The data:
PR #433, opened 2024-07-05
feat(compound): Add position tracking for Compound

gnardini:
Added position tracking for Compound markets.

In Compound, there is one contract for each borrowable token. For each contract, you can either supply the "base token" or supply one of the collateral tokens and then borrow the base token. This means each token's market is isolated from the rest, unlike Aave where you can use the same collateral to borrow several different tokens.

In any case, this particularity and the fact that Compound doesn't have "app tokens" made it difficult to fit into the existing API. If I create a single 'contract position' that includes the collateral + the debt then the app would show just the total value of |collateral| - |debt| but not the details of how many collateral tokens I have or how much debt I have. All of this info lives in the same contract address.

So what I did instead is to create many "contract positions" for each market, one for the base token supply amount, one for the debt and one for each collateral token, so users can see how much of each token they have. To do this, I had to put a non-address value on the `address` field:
==
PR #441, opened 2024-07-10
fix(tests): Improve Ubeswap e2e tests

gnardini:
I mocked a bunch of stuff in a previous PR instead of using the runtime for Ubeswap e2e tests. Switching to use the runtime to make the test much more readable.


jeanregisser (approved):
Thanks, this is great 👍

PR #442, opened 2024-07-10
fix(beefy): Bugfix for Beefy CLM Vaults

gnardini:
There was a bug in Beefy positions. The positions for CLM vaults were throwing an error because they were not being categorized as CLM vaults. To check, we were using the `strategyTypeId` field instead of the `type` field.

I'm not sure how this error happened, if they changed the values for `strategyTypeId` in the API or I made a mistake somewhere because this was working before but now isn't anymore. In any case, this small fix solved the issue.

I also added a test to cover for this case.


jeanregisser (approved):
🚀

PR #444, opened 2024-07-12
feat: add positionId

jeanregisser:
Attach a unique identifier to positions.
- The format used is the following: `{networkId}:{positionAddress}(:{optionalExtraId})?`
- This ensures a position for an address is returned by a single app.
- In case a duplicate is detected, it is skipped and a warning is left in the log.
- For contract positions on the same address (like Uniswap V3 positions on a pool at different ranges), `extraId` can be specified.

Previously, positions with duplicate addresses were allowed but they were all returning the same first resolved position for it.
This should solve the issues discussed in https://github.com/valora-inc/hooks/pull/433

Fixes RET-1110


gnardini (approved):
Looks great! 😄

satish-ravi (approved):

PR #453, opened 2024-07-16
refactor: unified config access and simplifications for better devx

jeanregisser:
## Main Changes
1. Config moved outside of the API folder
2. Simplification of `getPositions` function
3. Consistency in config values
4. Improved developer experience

Assigned task:
Only those lines of the entries above that run from the line containing "1. Config moved outside of the API folder" to the line containing "4. Improved developer experience", both included, should be transcribed exactly.

Output below:
1. Config moved outside of the API folder
2. Simplification of `getPositions` function
3. Consistency in config values
4. Improved developer experience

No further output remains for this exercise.